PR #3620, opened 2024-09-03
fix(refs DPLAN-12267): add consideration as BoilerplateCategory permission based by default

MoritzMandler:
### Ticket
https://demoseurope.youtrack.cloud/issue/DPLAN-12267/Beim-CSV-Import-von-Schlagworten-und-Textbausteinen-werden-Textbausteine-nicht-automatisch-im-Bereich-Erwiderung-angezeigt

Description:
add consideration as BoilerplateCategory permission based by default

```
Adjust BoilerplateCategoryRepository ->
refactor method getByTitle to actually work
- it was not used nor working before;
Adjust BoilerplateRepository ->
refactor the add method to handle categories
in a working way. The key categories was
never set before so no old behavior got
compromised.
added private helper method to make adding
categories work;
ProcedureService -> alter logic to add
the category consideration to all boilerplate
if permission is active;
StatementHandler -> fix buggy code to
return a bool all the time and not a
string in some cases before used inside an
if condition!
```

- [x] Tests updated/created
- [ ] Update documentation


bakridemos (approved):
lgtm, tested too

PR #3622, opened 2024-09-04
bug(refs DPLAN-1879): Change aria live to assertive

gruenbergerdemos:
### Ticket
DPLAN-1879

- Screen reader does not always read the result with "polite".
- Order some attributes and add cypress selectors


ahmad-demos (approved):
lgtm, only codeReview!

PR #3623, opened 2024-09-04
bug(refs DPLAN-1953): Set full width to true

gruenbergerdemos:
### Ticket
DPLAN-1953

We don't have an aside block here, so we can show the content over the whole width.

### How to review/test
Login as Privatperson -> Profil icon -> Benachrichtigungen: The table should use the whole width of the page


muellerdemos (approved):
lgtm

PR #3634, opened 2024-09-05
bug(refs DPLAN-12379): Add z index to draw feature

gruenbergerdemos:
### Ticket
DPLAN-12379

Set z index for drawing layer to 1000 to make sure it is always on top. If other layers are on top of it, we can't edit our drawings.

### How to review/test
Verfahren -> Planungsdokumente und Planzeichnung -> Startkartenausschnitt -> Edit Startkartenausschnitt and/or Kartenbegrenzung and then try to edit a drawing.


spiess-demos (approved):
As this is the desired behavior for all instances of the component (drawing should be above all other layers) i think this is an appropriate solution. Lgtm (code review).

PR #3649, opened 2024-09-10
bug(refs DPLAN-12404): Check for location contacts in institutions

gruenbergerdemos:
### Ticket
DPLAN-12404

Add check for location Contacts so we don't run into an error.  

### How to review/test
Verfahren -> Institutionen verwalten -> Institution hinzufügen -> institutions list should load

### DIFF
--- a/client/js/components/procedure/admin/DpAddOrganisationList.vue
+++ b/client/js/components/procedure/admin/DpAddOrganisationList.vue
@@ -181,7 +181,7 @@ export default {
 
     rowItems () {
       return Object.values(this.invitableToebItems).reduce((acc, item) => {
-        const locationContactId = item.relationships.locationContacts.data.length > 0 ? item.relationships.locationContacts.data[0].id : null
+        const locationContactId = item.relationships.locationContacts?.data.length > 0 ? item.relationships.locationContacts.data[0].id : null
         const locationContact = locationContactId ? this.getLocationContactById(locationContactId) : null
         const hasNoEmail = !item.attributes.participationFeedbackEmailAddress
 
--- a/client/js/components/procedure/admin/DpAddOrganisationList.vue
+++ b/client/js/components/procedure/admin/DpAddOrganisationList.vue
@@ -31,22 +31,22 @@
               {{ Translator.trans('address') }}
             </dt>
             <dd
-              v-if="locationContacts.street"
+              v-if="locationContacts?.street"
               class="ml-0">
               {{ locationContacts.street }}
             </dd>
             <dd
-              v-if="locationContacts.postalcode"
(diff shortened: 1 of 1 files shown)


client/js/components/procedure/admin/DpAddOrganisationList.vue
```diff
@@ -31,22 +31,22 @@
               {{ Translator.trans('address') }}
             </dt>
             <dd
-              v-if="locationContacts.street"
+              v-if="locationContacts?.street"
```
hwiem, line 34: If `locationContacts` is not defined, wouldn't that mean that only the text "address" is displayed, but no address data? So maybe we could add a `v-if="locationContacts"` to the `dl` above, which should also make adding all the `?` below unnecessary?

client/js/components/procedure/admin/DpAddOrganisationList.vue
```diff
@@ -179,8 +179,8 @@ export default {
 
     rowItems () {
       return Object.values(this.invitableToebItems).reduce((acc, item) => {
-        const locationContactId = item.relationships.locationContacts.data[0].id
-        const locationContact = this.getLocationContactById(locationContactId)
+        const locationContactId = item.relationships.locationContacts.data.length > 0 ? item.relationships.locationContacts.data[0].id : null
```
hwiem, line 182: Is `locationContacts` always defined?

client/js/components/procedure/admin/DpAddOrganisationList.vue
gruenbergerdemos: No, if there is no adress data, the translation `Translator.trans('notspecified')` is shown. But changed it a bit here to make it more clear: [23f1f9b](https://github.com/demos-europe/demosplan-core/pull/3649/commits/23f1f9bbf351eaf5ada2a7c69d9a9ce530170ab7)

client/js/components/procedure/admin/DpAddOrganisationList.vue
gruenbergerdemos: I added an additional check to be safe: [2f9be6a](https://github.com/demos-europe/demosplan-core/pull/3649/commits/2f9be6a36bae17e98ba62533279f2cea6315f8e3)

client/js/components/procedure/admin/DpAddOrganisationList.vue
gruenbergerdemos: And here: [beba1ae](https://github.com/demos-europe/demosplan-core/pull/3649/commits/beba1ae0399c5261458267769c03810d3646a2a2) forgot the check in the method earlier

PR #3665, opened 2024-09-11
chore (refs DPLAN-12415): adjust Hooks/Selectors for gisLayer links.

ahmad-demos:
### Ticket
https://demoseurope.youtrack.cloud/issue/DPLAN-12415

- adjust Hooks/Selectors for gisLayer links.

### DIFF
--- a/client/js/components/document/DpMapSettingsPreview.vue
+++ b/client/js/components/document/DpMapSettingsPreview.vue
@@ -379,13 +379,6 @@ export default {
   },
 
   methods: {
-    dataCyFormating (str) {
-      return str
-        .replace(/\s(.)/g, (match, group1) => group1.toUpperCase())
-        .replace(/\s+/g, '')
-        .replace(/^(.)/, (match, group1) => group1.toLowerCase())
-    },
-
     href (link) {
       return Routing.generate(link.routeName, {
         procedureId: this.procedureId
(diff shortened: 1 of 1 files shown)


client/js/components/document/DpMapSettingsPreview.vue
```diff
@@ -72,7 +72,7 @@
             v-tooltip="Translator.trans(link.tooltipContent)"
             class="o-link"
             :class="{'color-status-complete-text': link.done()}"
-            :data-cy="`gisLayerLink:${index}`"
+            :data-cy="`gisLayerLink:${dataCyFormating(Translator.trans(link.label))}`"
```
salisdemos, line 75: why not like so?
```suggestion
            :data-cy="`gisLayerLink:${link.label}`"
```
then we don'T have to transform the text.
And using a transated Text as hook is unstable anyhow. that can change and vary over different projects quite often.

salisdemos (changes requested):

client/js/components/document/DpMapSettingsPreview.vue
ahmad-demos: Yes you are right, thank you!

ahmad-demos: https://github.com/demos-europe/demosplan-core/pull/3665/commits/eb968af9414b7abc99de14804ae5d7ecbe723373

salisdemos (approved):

Exercise brief
Output every entry exactly as given.

Answer below
PR #3620, opened 2024-09-03
fix(refs DPLAN-12267): add consideration as BoilerplateCategory permission based by default

MoritzMandler:
### Ticket
https://demoseurope.youtrack.cloud/issue/DPLAN-12267/Beim-CSV-Import-von-Schlagworten-und-Textbausteinen-werden-Textbausteine-nicht-automatisch-im-Bereich-Erwiderung-angezeigt

Description:
add consideration as BoilerplateCategory permission based by default

```
Adjust BoilerplateCategoryRepository ->
refactor method getByTitle to actually work
- it was not used nor working before;
Adjust BoilerplateRepository ->
refactor the add method to handle categories
in a working way. The key categories was
never set before so no old behavior got
compromised.
added private helper method to make adding
categories work;
ProcedureService -> alter logic to add
the category consideration to all boilerplate
if permission is active;
StatementHandler -> fix buggy code to
return a bool all the time and not a
string in some cases before used inside an
if condition!
```

- [x] Tests updated/created
- [ ] Update documentation


bakridemos (approved):
lgtm, tested too

PR #3622, opened 2024-09-04
bug(refs DPLAN-1879): Change aria live to assertive

gruenbergerdemos:
### Ticket
DPLAN-1879

- Screen reader does not always read the result with "polite".
- Order some attributes and add cypress selectors


ahmad-demos (approved):
lgtm, only codeReview!

PR #3623, opened 2024-09-04
bug(refs DPLAN-1953): Set full width to true

gruenbergerdemos:
### Ticket
DPLAN-1953

We don't have an aside block here, so we can show the content over the whole width.

### How to review/test
Login as Privatperson -> Profil icon -> Benachrichtigungen: The table should use the whole width of the page


muellerdemos (approved):
lgtm

PR #3634, opened 2024-09-05
bug(refs DPLAN-12379): Add z index to draw feature

gruenbergerdemos:
### Ticket
DPLAN-12379

Set z index for drawing layer to 1000 to make sure it is always on top. If other layers are on top of it, we can't edit our drawings.

### How to review/test
Verfahren -> Planungsdokumente und Planzeichnung -> Startkartenausschnitt -> Edit Startkartenausschnitt and/or Kartenbegrenzung and then try to edit a drawing.


spiess-demos (approved):
As this is the desired behavior for all instances of the component (drawing should be above all other layers) i think this is an appropriate solution. Lgtm (code review).

PR #3649, opened 2024-09-10
bug(refs DPLAN-12404): Check for location contacts in institutions

gruenbergerdemos:
### Ticket
DPLAN-12404

Add check for location Contacts so we don't run into an error.  

### How to review/test
Verfahren -> Institutionen verwalten -> Institution hinzufügen -> institutions list should load

### DIFF
--- a/client/js/components/procedure/admin/DpAddOrganisationList.vue
+++ b/client/js/components/procedure/admin/DpAddOrganisationList.vue
@@ -181,7 +181,7 @@ export default {
 
     rowItems () {
       return Object.values(this.invitableToebItems).reduce((acc, item) => {
-        const locationContactId = item.relationships.locationContacts.data.length > 0 ? item.relationships.locationContacts.data[0].id : null
+        const locationContactId = item.relationships.locationContacts?.data.length > 0 ? item.relationships.locationContacts.data[0].id : null
         const locationContact = locationContactId ? this.getLocationContactById(locationContactId) : null
         const hasNoEmail = !item.attributes.participationFeedbackEmailAddress
 
--- a/client/js/components/procedure/admin/DpAddOrganisationList.vue
+++ b/client/js/components/procedure/admin/DpAddOrganisationList.vue
@@ -31,22 +31,22 @@
               {{ Translator.trans('address') }}
             </dt>
             <dd
-              v-if="locationContacts.street"
+              v-if="locationContacts?.street"
               class="ml-0">
               {{ locationContacts.street }}
             </dd>
             <dd
-              v-if="locationContacts.postalcode"
(diff shortened: 1 of 1 files shown)


client/js/components/procedure/admin/DpAddOrganisationList.vue
```diff
@@ -31,22 +31,22 @@
               {{ Translator.trans('address') }}
             </dt>
             <dd
-              v-if="locationContacts.street"
+              v-if="locationContacts?.street"
```
hwiem, line 34: If `locationContacts` is not defined, wouldn't that mean that only the text "address" is displayed, but no address data? So maybe we could add a `v-if="locationContacts"` to the `dl` above, which should also make adding all the `?` below unnecessary?

client/js/components/procedure/admin/DpAddOrganisationList.vue
```diff
@@ -179,8 +179,8 @@ export default {
 
     rowItems () {
       return Object.values(this.invitableToebItems).reduce((acc, item) => {
-        const locationContactId = item.relationships.locationContacts.data[0].id
-        const locationContact = this.getLocationContactById(locationContactId)
+        const locationContactId = item.relationships.locationContacts.data.length > 0 ? item.relationships.locationContacts.data[0].id : null
```
hwiem, line 182: Is `locationContacts` always defined?

client/js/components/procedure/admin/DpAddOrganisationList.vue
gruenbergerdemos: No, if there is no adress data, the translation `Translator.trans('notspecified')` is shown. But changed it a bit here to make it more clear: [23f1f9b](https://github.com/demos-europe/demosplan-core/pull/3649/commits/23f1f9bbf351eaf5ada2a7c69d9a9ce530170ab7)

client/js/components/procedure/admin/DpAddOrganisationList.vue
gruenbergerdemos: I added an additional check to be safe: [2f9be6a](https://github.com/demos-europe/demosplan-core/pull/3649/commits/2f9be6a36bae17e98ba62533279f2cea6315f8e3)

client/js/components/procedure/admin/DpAddOrganisationList.vue
gruenbergerdemos: And here: [beba1ae](https://github.com/demos-europe/demosplan-core/pull/3649/commits/beba1ae0399c5261458267769c03810d3646a2a2) forgot the check in the method earlier

PR #3665, opened 2024-09-11
chore (refs DPLAN-12415): adjust Hooks/Selectors for gisLayer links.

ahmad-demos:
### Ticket
https://demoseurope.youtrack.cloud/issue/DPLAN-12415

- adjust Hooks/Selectors for gisLayer links.

### DIFF
--- a/client/js/components/document/DpMapSettingsPreview.vue
+++ b/client/js/components/document/DpMapSettingsPreview.vue
@@ -379,13 +379,6 @@ export default {
   },
 
   methods: {
-    dataCyFormating (str) {
-      return str
-        .replace(/\s(.)/g, (match, group1) => group1.toUpperCase())
-        .replace(/\s+/g, '')
-        .replace(/^(.)/, (match, group1) => group1.toLowerCase())
-    },
-
     href (link) {
       return Routing.generate(link.routeName, {
         procedureId: this.procedureId
(diff shortened: 1 of 1 files shown)


client/js/components/document/DpMapSettingsPreview.vue
```diff
@@ -72,7 +72,7 @@
             v-tooltip="Translator.trans(link.tooltipContent)"
             class="o-link"
             :class="{'color-status-complete-text': link.done()}"
-            :data-cy="`gisLayerLink:${index}`"
+            :data-cy="`gisLayerLink:${dataCyFormating(Translator.trans(link.label))}`"
```
salisdemos, line 75: why not like so?
```suggestion
            :data-cy="`gisLayerLink:${link.label}`"
```
then we don'T have to transform the text.
And using a transated Text as hook is unstable anyhow. that can change and vary over different projects quite often.

salisdemos (changes requested):

client/js/components/document/DpMapSettingsPreview.vue
ahmad-demos: Yes you are right, thank you!

ahmad-demos: https://github.com/demos-europe/demosplan-core/pull/3665/commits/eb968af9414b7abc99de14804ae5d7ecbe723373

salisdemos (approved):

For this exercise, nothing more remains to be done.